Content starts

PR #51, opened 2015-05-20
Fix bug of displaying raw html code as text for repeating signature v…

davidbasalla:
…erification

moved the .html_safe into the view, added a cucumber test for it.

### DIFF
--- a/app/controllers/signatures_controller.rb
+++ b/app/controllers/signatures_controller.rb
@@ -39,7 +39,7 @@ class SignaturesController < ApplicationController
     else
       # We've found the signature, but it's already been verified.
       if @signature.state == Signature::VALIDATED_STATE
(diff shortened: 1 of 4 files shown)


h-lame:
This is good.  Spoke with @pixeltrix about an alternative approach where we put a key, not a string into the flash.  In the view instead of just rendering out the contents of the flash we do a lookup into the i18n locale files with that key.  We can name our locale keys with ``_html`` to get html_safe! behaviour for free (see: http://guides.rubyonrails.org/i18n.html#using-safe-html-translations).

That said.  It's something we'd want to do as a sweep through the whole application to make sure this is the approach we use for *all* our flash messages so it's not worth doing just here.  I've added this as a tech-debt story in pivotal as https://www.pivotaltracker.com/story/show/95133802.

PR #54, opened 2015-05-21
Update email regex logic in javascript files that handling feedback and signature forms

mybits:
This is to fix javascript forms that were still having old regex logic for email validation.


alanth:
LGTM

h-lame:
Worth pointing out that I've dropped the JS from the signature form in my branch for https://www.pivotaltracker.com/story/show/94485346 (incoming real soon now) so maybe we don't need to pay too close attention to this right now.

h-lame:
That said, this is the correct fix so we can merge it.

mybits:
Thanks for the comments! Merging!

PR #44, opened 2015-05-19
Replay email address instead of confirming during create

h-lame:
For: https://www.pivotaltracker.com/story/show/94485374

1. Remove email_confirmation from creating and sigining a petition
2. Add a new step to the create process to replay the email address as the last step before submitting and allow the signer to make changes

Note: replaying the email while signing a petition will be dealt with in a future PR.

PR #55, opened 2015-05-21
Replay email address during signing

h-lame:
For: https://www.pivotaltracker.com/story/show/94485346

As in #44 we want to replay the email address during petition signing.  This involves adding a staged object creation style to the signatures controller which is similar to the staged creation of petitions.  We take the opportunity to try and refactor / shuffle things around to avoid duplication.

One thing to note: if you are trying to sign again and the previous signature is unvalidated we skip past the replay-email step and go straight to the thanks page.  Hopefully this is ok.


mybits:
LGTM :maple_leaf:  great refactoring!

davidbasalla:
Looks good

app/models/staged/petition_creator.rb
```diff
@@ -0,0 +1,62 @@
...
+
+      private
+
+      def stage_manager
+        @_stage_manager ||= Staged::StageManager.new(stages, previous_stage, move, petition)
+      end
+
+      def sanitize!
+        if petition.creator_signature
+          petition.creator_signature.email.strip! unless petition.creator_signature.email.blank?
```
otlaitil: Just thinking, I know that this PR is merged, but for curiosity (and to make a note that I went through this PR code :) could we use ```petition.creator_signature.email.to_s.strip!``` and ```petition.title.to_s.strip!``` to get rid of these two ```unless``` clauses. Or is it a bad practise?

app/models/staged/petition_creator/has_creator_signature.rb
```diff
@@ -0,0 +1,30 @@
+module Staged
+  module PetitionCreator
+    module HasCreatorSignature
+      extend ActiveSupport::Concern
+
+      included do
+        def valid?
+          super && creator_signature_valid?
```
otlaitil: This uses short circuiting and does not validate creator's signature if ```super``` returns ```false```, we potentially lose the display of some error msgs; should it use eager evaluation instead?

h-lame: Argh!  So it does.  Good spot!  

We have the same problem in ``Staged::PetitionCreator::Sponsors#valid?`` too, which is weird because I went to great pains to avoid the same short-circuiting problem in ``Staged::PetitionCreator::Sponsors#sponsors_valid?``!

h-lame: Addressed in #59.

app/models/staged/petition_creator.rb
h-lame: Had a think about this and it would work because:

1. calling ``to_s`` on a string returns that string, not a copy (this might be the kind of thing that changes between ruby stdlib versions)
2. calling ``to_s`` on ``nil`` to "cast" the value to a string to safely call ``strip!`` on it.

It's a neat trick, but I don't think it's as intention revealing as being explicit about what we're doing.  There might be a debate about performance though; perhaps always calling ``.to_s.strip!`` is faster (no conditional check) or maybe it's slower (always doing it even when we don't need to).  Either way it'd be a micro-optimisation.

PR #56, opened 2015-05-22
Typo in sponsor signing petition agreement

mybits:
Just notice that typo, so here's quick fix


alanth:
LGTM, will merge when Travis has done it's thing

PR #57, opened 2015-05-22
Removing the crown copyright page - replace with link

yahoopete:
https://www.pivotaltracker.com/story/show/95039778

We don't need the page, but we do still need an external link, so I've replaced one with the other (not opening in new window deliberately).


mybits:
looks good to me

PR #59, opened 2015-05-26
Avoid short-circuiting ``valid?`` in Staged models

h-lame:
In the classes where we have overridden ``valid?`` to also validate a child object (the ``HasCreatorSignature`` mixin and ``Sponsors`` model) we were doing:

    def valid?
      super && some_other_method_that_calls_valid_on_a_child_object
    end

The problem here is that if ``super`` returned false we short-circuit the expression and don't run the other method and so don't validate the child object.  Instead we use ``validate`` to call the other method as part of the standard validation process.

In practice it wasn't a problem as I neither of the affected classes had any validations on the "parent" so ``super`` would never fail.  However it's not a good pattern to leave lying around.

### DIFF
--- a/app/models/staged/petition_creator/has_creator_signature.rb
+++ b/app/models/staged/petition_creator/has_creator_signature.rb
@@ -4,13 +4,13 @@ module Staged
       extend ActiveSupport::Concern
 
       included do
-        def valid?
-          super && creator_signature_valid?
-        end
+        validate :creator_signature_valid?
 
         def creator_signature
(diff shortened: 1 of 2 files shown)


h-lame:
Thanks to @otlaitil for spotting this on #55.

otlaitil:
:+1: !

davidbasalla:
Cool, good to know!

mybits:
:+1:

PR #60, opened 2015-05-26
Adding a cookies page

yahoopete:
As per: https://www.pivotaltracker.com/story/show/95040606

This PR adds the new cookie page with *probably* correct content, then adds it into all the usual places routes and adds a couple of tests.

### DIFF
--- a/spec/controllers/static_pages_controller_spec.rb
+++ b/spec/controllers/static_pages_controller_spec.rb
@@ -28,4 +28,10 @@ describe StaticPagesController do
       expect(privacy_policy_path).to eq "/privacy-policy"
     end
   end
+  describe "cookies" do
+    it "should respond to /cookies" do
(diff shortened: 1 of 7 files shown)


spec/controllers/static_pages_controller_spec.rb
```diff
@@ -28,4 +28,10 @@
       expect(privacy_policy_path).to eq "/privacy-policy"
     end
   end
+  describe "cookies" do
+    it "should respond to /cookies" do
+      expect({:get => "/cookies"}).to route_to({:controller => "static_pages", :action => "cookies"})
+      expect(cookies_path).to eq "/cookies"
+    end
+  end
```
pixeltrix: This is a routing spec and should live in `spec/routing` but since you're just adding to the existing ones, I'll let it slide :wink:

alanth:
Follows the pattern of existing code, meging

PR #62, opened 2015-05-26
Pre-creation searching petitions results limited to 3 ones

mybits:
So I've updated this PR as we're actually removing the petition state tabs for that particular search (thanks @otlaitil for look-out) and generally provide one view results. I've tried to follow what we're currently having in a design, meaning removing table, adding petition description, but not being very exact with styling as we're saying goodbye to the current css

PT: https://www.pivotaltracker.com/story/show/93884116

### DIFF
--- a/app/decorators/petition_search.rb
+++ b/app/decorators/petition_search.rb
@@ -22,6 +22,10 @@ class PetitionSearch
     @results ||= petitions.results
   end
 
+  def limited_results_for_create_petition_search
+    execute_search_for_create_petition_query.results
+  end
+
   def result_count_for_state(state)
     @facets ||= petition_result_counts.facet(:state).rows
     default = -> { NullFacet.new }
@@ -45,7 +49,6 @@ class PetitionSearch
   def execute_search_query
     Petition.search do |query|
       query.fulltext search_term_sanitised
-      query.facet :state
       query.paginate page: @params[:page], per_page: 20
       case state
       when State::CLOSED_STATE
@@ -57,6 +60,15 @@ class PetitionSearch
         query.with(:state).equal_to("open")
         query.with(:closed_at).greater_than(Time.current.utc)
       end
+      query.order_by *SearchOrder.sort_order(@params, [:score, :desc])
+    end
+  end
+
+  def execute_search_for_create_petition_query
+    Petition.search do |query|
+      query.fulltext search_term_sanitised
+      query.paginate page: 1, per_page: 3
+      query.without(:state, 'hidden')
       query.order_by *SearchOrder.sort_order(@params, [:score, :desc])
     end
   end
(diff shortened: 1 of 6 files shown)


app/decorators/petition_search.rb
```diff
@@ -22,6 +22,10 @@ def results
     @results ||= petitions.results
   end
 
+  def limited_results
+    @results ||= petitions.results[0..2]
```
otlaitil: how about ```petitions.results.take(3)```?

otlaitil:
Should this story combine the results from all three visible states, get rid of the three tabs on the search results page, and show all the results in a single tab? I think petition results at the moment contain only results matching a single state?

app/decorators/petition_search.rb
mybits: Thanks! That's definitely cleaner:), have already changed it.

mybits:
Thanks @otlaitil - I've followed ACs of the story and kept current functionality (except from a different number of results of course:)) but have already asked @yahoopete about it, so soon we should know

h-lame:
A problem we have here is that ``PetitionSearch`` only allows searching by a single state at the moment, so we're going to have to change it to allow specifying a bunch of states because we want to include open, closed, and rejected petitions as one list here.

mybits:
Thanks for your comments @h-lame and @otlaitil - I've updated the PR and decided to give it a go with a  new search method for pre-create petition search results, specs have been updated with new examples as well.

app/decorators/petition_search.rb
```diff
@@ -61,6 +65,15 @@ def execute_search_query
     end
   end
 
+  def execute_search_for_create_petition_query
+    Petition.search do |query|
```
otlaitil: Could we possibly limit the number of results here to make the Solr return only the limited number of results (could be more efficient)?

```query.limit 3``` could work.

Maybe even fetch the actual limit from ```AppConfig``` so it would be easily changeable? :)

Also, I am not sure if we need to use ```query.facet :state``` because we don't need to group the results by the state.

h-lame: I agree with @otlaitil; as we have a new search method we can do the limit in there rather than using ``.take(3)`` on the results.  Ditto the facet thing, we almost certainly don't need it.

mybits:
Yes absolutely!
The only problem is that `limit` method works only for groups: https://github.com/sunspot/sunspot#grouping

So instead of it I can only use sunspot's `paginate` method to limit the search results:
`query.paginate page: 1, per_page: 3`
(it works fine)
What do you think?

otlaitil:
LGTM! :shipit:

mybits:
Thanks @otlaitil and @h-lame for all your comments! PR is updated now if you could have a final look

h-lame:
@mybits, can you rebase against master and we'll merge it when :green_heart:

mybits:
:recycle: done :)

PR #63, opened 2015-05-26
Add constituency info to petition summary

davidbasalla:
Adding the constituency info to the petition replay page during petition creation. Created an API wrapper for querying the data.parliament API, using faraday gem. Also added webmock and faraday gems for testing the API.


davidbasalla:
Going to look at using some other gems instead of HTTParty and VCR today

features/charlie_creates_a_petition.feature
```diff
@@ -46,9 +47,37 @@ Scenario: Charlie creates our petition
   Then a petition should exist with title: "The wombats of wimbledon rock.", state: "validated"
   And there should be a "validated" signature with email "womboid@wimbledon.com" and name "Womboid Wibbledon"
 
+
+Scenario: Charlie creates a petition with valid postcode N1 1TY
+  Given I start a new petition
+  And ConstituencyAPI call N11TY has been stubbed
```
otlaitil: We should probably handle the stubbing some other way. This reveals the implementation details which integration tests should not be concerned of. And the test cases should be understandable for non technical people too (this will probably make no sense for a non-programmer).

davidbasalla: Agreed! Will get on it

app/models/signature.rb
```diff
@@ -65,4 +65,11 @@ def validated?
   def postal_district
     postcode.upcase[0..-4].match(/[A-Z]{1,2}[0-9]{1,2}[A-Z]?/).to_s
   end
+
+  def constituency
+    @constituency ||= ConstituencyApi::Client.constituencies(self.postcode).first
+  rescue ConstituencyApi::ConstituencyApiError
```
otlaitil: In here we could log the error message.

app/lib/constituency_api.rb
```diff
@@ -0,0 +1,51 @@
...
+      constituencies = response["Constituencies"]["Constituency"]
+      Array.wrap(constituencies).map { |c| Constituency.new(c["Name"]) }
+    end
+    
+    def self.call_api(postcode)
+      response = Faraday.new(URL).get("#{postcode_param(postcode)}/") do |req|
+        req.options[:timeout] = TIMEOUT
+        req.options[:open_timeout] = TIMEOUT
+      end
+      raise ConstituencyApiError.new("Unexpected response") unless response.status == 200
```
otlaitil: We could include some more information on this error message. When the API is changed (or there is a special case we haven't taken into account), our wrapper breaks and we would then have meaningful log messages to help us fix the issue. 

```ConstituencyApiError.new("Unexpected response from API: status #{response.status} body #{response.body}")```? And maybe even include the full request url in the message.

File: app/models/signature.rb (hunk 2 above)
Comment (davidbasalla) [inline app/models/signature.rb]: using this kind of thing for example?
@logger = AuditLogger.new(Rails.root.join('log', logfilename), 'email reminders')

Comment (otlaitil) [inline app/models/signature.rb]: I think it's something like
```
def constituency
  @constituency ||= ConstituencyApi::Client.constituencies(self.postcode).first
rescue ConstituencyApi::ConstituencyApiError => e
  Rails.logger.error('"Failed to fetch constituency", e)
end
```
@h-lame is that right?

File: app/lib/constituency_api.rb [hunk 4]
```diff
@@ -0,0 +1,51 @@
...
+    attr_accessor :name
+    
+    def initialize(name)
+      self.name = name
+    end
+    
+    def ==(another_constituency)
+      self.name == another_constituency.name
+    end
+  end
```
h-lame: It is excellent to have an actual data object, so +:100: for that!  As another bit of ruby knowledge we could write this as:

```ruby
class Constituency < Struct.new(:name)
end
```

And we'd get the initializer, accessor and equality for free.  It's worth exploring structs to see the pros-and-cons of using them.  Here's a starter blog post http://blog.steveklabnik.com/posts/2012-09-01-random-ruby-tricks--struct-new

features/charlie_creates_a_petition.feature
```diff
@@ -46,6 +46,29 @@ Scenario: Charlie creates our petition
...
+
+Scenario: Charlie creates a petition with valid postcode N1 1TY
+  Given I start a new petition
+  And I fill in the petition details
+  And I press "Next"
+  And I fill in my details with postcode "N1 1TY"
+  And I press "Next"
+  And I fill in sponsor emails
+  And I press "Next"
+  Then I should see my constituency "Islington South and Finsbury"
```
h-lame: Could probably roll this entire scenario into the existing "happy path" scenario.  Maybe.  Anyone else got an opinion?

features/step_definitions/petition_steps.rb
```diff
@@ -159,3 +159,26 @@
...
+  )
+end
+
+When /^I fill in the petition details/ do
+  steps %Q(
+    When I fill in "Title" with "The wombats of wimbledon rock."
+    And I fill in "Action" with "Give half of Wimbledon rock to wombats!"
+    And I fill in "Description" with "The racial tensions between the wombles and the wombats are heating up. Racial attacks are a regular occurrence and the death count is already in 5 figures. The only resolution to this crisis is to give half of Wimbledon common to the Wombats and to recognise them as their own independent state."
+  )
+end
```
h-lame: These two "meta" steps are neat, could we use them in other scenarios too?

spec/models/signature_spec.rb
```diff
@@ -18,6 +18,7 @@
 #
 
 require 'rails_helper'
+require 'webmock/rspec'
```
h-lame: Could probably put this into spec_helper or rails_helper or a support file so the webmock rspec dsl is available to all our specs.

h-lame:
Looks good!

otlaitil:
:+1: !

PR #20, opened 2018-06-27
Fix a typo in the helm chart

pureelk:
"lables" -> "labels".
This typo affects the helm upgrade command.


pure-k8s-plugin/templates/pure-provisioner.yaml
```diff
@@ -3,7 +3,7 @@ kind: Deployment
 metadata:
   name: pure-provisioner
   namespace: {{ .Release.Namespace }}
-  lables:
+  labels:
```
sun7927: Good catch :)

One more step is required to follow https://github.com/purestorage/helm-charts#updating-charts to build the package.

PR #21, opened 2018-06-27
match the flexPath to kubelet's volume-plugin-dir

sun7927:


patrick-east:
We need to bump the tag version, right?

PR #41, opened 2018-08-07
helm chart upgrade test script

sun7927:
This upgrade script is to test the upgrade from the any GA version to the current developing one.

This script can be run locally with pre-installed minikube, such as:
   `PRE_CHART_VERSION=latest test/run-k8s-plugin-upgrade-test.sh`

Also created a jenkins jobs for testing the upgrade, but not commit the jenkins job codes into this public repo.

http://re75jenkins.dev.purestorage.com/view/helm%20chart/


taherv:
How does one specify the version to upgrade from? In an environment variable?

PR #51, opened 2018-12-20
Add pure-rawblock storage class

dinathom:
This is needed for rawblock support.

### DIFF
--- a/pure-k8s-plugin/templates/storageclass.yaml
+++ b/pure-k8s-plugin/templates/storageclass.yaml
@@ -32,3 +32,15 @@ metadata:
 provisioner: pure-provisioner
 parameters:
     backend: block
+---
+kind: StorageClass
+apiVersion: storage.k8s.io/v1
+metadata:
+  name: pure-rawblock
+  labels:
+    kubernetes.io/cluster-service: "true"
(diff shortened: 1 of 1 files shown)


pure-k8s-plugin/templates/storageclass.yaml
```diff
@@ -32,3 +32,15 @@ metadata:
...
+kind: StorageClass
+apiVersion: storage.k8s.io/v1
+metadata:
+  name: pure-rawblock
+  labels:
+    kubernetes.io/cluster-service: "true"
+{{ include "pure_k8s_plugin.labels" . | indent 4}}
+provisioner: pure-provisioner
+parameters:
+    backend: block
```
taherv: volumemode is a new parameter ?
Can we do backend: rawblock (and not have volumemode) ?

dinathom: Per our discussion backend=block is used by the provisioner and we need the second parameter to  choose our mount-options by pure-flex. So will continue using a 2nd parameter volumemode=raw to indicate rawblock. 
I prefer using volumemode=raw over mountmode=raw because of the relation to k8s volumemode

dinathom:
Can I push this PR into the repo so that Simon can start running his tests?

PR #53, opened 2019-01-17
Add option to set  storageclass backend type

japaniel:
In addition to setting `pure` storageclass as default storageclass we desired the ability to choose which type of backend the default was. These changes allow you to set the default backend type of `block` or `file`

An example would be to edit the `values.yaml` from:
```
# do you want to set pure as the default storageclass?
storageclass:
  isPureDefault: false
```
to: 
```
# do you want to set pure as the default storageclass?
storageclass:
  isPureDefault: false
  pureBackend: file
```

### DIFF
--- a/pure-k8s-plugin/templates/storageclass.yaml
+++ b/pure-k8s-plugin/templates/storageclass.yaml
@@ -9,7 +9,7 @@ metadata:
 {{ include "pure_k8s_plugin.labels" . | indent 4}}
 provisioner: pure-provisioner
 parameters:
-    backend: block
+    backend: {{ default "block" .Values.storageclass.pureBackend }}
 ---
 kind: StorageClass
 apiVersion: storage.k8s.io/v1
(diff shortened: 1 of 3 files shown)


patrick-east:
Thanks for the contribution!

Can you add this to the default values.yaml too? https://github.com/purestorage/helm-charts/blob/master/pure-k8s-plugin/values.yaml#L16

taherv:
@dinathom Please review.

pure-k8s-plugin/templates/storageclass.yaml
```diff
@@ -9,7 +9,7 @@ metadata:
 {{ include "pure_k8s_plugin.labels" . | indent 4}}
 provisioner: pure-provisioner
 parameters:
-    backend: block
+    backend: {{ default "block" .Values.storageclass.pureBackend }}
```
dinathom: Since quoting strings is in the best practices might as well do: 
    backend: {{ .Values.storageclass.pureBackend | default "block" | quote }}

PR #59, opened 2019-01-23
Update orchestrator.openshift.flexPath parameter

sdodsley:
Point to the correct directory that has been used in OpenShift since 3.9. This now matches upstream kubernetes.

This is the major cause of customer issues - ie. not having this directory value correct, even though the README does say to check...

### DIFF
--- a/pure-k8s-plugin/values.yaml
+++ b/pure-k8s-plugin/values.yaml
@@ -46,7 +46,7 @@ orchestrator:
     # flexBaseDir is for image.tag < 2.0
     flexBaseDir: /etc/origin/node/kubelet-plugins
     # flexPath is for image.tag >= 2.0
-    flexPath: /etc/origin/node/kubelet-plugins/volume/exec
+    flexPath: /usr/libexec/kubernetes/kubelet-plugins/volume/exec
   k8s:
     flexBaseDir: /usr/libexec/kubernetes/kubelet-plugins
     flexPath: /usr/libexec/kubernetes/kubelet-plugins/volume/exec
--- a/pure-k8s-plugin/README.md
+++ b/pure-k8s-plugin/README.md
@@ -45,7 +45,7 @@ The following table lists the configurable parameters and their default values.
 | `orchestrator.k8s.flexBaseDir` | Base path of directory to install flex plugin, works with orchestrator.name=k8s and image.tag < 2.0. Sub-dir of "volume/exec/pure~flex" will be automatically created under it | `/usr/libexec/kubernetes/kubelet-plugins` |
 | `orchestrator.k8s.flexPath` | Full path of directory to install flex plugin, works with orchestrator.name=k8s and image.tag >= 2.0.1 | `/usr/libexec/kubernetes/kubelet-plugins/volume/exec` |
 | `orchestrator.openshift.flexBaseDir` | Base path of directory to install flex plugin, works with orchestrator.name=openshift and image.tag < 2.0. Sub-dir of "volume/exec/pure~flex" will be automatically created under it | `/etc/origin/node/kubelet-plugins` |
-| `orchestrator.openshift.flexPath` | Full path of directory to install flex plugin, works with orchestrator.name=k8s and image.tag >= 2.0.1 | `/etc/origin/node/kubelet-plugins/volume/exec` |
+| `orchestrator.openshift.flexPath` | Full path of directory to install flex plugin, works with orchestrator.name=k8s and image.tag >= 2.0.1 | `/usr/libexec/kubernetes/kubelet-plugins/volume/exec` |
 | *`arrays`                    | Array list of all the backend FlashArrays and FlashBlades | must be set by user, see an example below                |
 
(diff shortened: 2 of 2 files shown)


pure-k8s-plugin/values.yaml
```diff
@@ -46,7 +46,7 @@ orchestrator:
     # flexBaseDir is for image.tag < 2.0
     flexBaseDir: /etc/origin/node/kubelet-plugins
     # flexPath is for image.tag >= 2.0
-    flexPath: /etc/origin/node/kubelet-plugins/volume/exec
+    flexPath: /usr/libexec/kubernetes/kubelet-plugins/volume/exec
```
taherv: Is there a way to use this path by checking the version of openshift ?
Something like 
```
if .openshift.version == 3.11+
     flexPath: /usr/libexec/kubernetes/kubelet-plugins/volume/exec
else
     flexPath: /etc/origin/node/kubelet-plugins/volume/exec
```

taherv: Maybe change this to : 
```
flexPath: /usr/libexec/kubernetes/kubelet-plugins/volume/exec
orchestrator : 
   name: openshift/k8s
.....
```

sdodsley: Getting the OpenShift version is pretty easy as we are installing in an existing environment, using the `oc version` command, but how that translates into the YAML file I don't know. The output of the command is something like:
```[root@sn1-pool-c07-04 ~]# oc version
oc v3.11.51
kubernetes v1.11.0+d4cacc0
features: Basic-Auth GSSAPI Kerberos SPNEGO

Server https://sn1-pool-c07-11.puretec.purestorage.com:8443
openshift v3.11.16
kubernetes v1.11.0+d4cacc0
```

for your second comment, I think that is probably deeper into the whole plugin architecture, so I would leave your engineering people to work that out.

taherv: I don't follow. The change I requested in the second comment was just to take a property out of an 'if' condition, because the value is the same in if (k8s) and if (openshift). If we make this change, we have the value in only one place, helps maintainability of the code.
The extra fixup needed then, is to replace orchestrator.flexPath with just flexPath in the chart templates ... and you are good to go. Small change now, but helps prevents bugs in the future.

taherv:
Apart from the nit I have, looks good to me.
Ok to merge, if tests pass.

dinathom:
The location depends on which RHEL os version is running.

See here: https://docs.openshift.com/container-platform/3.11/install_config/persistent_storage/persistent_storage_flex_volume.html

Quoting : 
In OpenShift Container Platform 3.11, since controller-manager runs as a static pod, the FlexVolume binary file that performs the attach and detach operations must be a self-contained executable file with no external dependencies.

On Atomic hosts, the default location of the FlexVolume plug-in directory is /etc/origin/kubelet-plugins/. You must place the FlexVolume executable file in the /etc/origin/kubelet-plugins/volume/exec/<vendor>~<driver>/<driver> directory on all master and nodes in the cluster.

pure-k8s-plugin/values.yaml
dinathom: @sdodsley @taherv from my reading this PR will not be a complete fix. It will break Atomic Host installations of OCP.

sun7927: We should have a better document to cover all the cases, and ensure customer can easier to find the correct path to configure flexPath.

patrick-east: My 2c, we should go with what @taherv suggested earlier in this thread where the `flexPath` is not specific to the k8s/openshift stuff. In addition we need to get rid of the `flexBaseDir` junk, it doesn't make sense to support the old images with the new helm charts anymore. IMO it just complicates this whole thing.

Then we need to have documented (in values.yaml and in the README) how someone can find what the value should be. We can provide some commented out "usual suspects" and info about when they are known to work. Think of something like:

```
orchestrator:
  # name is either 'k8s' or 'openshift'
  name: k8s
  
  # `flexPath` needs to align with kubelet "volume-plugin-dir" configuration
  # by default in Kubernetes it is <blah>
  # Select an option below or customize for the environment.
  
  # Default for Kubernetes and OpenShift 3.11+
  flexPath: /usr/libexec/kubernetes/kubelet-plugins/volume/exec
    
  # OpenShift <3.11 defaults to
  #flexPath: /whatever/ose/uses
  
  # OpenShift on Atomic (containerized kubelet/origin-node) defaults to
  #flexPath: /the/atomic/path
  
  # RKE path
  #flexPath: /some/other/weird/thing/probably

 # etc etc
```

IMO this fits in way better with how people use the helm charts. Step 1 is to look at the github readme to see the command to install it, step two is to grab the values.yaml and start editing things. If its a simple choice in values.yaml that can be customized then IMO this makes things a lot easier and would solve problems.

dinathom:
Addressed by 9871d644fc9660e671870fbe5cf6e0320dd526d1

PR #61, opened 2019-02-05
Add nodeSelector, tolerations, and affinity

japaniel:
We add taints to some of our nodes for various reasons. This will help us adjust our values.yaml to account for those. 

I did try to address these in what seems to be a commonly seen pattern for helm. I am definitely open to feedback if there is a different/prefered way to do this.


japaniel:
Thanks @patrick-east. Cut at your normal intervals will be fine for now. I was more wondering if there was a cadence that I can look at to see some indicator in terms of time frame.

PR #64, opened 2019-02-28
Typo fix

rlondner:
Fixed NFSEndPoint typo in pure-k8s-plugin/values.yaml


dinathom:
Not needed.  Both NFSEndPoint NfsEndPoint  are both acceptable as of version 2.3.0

Content ends

TASK: Filter the data above, keeping only lines that include the string "searching".

TASK ANSWER:
Pre-creation searching petitions results limited to 3 ones
A problem we have here is that ``PetitionSearch`` only allows searching by a single state at the moment, so we're going to have to change it to allow specifying a bunch of states because we want to include open, closed, and rejected petitions as one list here.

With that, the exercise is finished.